More formally, model the network as a simple graph G. Even publishing solely the nodes and edges of G, without any identifying information, may still reveal information, since a node of sufficiently high degree may be uniquely identifying. In some recent work, Dwork et al consider both active and passive attacks on such data, and show that with the collusion of a small group of people represented in the graph, some additional information can be extracted. The results follow by considering a variation of the random graph model, and arguing that some small but large enough structures are likely to be unique within the graph. Other work in this model has studied other attacks on anonymized data, using machine learning perspectives, or a more graph theoretic approach. The conclusions of the work so far seems to be that many natural anonymization schemes do not guarantee privacy against some reasonably strong attack models, but nor do they guarantee exposure. Even various perturbations of the input data seem to be insufficient to limit the efficacy of an attack while maintaining utility of the published data.

This leaves the question, if the strongest privacy guarantees are not possible, is it sufficient to publish "best-effort" anonymized data, and hope that no serious damage is done? As we discussed in a prior post, within a few days of being released, it was claimed that there were weaknesses in the anonymization of the famed Netflix data set, but this does not seem to have led to any major revelations or upset as a consequence.
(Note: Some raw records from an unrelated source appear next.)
PR #2599, opened 2023-07-31
Allow design-grid resolution to accept a tuple

mawc2019:
This PR allows the `resolution` argument in [filters.py](https://github.com/NanoComp/meep/blob/master/python/adjoint/filters.py) to accept a tuple, so that different resolutions along different directions can be supported. This PR also refactors the code in filters.py.

### DIFF
--- a/python/adjoint/filters.py
+++ b/python/adjoint/filters.py
@@ -235,7 +235,8 @@ def mesh_grid(
 
     if Nx <= 1 and Ny <= 1:
         raise AssertionError(
-            "The grid size is improper. Check the size and resolution of the design region.")
+            "The grid size is improper. Check the size and resolution of the design region."
+        )
 
     xv = np.arange(0, Lx / 2, 1 / resolution[0]) if resolution[0] > 0 else [0]
     yv = np.arange(0, Ly / 2, 1 / resolution[1]) if resolution[1] > 0 else [0]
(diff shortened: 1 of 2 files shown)


python/adjoint/filters.py
```diff
@@ -182,12 +181,90 @@ def convolve_design_weights_and_kernel(
...
+    """Converts input design-grid resolution to the acceptable format.
+
+    Args:
+        resolution: number of list of numbers representing design-grid
+                    resolution, allowing anisotropic resolution.
+
+    Returns:
+        A two-element tuple composed of the resolution in x and y directions.
+    """
+    if isinstance(resolution, (tuple, list, np.ndarray)):
```
oskooi, line 194: `tuple` and `list` should be `Tuple` and `List`, respectively.

oskooi (changes requested):
Would be good to include a unit test for this feature. One suggestion would be to simply verify that defining a filter with the resolution tuple `(res, res)` produces the same result as passing in just `res`.

mawc2019:
> One suggestion would be to simply verify that defining a filter with the resolution tuple `(res, res)` produces the same result as passing in just `res`.

I have added a different but more stringent test, in which one of the elements of the `resolution` tuple is zero, which defines a 1d design pattern. Suppose a 1d design pattern is defined in the x direction. Whether this 1d design pattern is periodic in the y direction or not should make no difference in the filtered 1d patterns. Likewise, suppose a 1d design pattern is defined in the y direction. There should be no difference whether this 1d design pattern is periodic in the x direction. The new test function checks this identity based on lengthscale constraint functions.

python/tests/test_adjoint_solver.py
```diff
@@ -1152,6 +1152,99 @@ def test_periodic_design(self):
 
             print(f"PASSED: filter function = {selected_filter.__name__}")
 
+    def test_anisotropic_resolution(self):
```
oskooi, line 1155: Suggest renaming to `test_nonuniform_grid_resolution` to be more precise and avoid confusion with more common usage of anisotropic to refer to ε.

oskooi (commented):
LGTM.

python/tests/test_adjoint_solver.py
mawc2019: Your suggested name is clearer, but it still seems misleading because nonuniform resolution may also refer to something else, such as the case below. Shall we use a longer name such as `test_unequal_horizontal_vertical_resolution`?
image

oskooi (approved):

PR #2612, opened 2023-08-17
Remove `reinterpret_cast` to `std::complex<double> *` in fields::process_incoming_chunk_data`

### LINKED ISSUE #2611: Occasional errors in `fields::process_incoming_chunk_data` from multiplying two `std::complex<realnum>` numbers
Occasionally, I detect errors in the unit test [`python/tests/test_refl_angular.py`](https://github.com/NanoComp/meep/blob/master/python/tests/test_refl_angular.py) which is traced to line 190 of `fields::process_incoming_chunk_data` involving the multiplication of two complex numbers:

https://github.com/NanoComp/meep/blob/dad3e5273e92f45f66991397e05e65c821cee55a/src/step.cpp#L172-L196

The problem, I suspect, is actually in the call to `reinterpret_cast` which is supposed to convert `const realnum` to `const std::complex<realnum>` and then use the result in the multiplication on line 190:

https://github.com/NanoComp/meep/blob/dad3e5273e92f45f66991397e05e65c821cee55a/src/step.cpp#L182-L183

A snippet of the stack trace shows where the error is triggered:
```
...
on time step 103902 (time=129.877), 0.00696845 s/step
on time step 104413 (time=130.516), 0.00783793 s/step
on time step 105022 (time=131.278), 0.00657031 s/step
*** SIGTERM received by PID 1500 (TID 1500) on cpu 68 from PID 1; stack trace: ***
PC: @     0x556870995664  (unknown)  std::__u::operator*<>()
    @     0x55688065707a       1152  FailureSignalHandler()
    @     0x7f9de4deb1c0  (unknown)  (unknown)
    @     0x556870995664          8  std::__u::operator*<>()
    @     0x556870a15111        128  meep::fields::process_incoming_chunk_data()
    @     0x556870a14edd        208  meep::fields::step_boundaries()
    @     0x556870a141f1        112  meep::fields::step()
    @     0x7f9dde21fbaf         80  _wrap_fields_step()
    @     0x55688052b589         32  cfunction_call
    @     0x5568804e860d         96  _PyObject_MakeTpCall
    @     0x5568805ecbe1        112  call_function
    @     0x5568805e8866        400  _PyEval_EvalFrameDefault
    @     0x5568805e3aa4         48  _PyEval_Vector
...
```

A Warning on Privacy: How Private Is Your Social Networking Site?

[Posting by Fred Roberts]

If you think that what you put on MySpace, Facebook, and other social networking sites is private, think again. According to an August 2007 Star Ledger article, social networking sites cooperate with police, even if an individual’s site is “private”. The police are going to such sites to get clues to solve crimes, curb underage drinking, seek clues to vandalism, and search out gang membership. Intelligence agencies are making use of these sites in their efforts to monitor potential terrorists before they can implement their plans. According to Time Magazine (August 20, 2007), 12% of employers admit to using these sites to investigate potential employees, and we are told of cases where students have lost potential jobs because of what employers found on their social network sites. Before posting information to your social network site, think about whether you really want the police, prospective employers, or your parents to read it – it is more public than you may think!